Thanks for the response. We unfortunately had to miss the show, so this information will be very useful. One other question I had, the breeder used a tattooing pen, and I've noticed this week that it wasn't a very good tattoo job, half of one of the tattoos came off with the scab! Can I re-tattoo the rabbit with the clamp style and still have them showable? or would it be better to get a pen and just touch them up?


----------



## JakeM (Oct 18, 2015)

Technically you can touch it up with whatever you want to use! You'll just have to make sure that when you fix it you don't mess up what is legible. So probably take what came off and only clamp those letters/numbers in.

EX: One of my rabbit's tattoo is CQQ39. If the 39 came off/disappeared and I used a clamp, I would just put the 39 in the clamp and make sure to line it up with the CQQ so that it looks as uniform as possibly.

You could also ask the breeder to redo the tattoo since it was their rabbit originally. Most people will do it free of charge for people and their rabbits they don't even know.

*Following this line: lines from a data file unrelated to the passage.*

PR #871, opened 2026-06-11
compile: multi-model shared EP context with selectable backend

vortex-captain:
## Summary

Enables compiling **multiple ONNX models into a single shared EP context** (weight sharing) from `winml compile`, and adds a **selectable compile backend** via a new `--compiler` choice.

## New compilation enablements
- **Multiple models, shared EP context** — `winml compile -m A.onnx -m B.onnx ...` compiles each model sharing one weights binary (`ep.share_ep_contexts` / `ep.stop_share_ep_contexts`); every compiled model references the single shared `.bin`.
- **Selectable backend via `--compiler`**:
  - `ort` (default) — `ort.ModelCompiler`
  - `ort_session` — `ort.InferenceSession` (`ep.context_enable`), which produces loadable EPContext models for graphs the ModelCompiler path over-fragments
  - `qairt` — unchanged

  (`winml compile --list` shows the available compilers for the selected EP.)
- **EP provider options via `--config`** — the `compile.provider_options` block (e.g. QNN `htp_arch` / `soc_model` / `vtcm_mb`) is forwarded to the compile session.
- **Per-model reporting** — every model's result is logged (not just the first failure); a missing artifact on an otherwise-successful compile is reported as a warning, not an error.

## CLI / behavior
- `-m/--model` is now repeatable.
- `--compiler` gains the `ort_session` choice (this replaces the earlier `--use-inference-session` flag).
- Output:
  - **single model**: `-o`/`--output` (a file) or `--output-dir` (a directory).
  - **multiple models**: `--output-dir` is **required** (a single `-o`/`--output` file is rejected), since outputs are written by filename into the directory; same-named inputs are de-duplicated with an integer suffix (`model_ctx.onnx`, then `model_1_ctx.onnx`) and a warning.
- The single-model default path is unchanged.

## Implementation
- `compile_multiple_onnx(model_paths, output_path, config)` drives the per-model loop. `output_path` may be a file (single model only) or a directory; it asserts a directory when compiling multiple models.
- The backend is taken from `config.ep_config.compiler` and surfaced via the `CompileContext.use_inference_session` property (`compiler == "ort_session"`).
- `Compiler` carries `n_total_models` / `n_compiled_models` and the reused shared `SessionOptions` (`shared_session_options`).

The only issue that may arise with this is that there is an obvious difference between pen tattoos and clamp tattoos. So people may become suspicious, but hopefully no one really notices or just don't care.

In the end it's up to you.


----------



## promiseacres (Oct 19, 2015)

I would find someone at the show to retouch it. Get there early. It's hard to use a clamp for retouch. If you have a clamp and like it then there isn't a need for a pen, though I currently have both. Preferring the pen.


----------



## Bunnylady (Oct 19, 2015)

Definitely prefer the pen for touch-up. Some tattoos will fade, and there are some rabbits that just seem not to hold a tattoo for some reason. A friend of mine had a rabbit that they had redone at least 3 times, because his tattoo kept fading out (different methods, different inks . . .)

One think I learned to do - if you can make a word out of the tattoo, it makes it easier for the judge to see. For example, I had a line of Jersey Woolies that all had Z in their names, preferably as the first letter (Ziggy, Zephyr, Breezy, etc.). One buck was named Wizard, and his ear # was "WIZ." His first show, I couldn't go for some reason, but some friends took him for me. They told me that when he was on the table, he sprayed the judge! I was mortified, but they said the judge took it in stride. When he checked Wizard's ear number and saw WIZ, he laughed and said, "well, it isn't like I wasn't warned!"


----------



## pnptrapp (Oct 28, 2015)

I wish the missing portion of the tattoo was a whole number, in fact it's parts of each number, so I guess I'll be looking into the tattoo pens. I've never had trouble with the clamp style, and didn't know the tattoo pens existed. Can tips on brands of pens/ ink and use of them?


----------